— TASK DATA —
PR #379, opened 2024-03-19
Fix bug in `aggregate_by_duplicates`

jduerholt:
`aggregate_by_duplicates` was throwing an error when used for domains with no continuous features. This PR fixes it.


bertiqwerty (approved):
Thanks Johannes.

PR #382, opened 2024-03-20
Generic typing for Features, Inputs, and Outputs

TobyBoyne:
Implements generic typing for Features.

Currently, the dynamic typing for `Features`, `Inputs`, and `Outputs` doesn't work well with pyright. There are many `# type: ignore`s in the codebase, such as shown below, to address this. However, a solution that works with pyright is generic typing. With this PR, you can remove these comments and the type checker is still happy. The API for interacting with `Features`, `Inputs`, and `Outputs` remains unchanged,

https://github.com/experimental-design/bofire/blob/0efb4685ce72c163a44e0f1fdc325ce191dda31d/bofire/data_models/strategies/predictives/botorch.py#L198


TobyBoyne:
Ah, this didn't go well. Will fix this!

PR #385, opened 2024-03-21
Feature/linear deterministic

jduerholt:
This PR adds a new surrogate namely the `LinearDeterministicSurrogate` which is just a linear model of type `f(x) = mx +b`, where are `m` are the coefficients and `b` is the intercept. Tis is useful for multi-objective optimization with partially known objective functions (for example the number of parameters of a Neural Network in the context of hyperparameter optimization).


bertiqwerty (approved):
Looks good. Thanks!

— TASK TO CARRY OUT —
All the records, from start to finish, are to be repeated exactly.

— PROBLEM SOLUTION —
PR #379, opened 2024-03-19
Fix bug in `aggregate_by_duplicates`

jduerholt:
`aggregate_by_duplicates` was throwing an error when used for domains with no continuous features. This PR fixes it.


bertiqwerty (approved):
Thanks Johannes.

PR #382, opened 2024-03-20
Generic typing for Features, Inputs, and Outputs

TobyBoyne:
Implements generic typing for Features.

Currently, the dynamic typing for `Features`, `Inputs`, and `Outputs` doesn't work well with pyright. There are many `# type: ignore`s in the codebase, such as shown below, to address this. However, a solution that works with pyright is generic typing. With this PR, you can remove these comments and the type checker is still happy. The API for interacting with `Features`, `Inputs`, and `Outputs` remains unchanged,

https://github.com/experimental-design/bofire/blob/0efb4685ce72c163a44e0f1fdc325ce191dda31d/bofire/data_models/strategies/predictives/botorch.py#L198


TobyBoyne:
Ah, this didn't go well. Will fix this!

PR #385, opened 2024-03-21
Feature/linear deterministic

jduerholt:
This PR adds a new surrogate namely the `LinearDeterministicSurrogate` which is just a linear model of type `f(x) = mx +b`, where are `m` are the coefficients and `b` is the intercept. Tis is useful for multi-objective optimization with partially known objective functions (for example the number of parameters of a Neural Network in the context of hyperparameter optimization).


bertiqwerty (approved):
Looks good. Thanks!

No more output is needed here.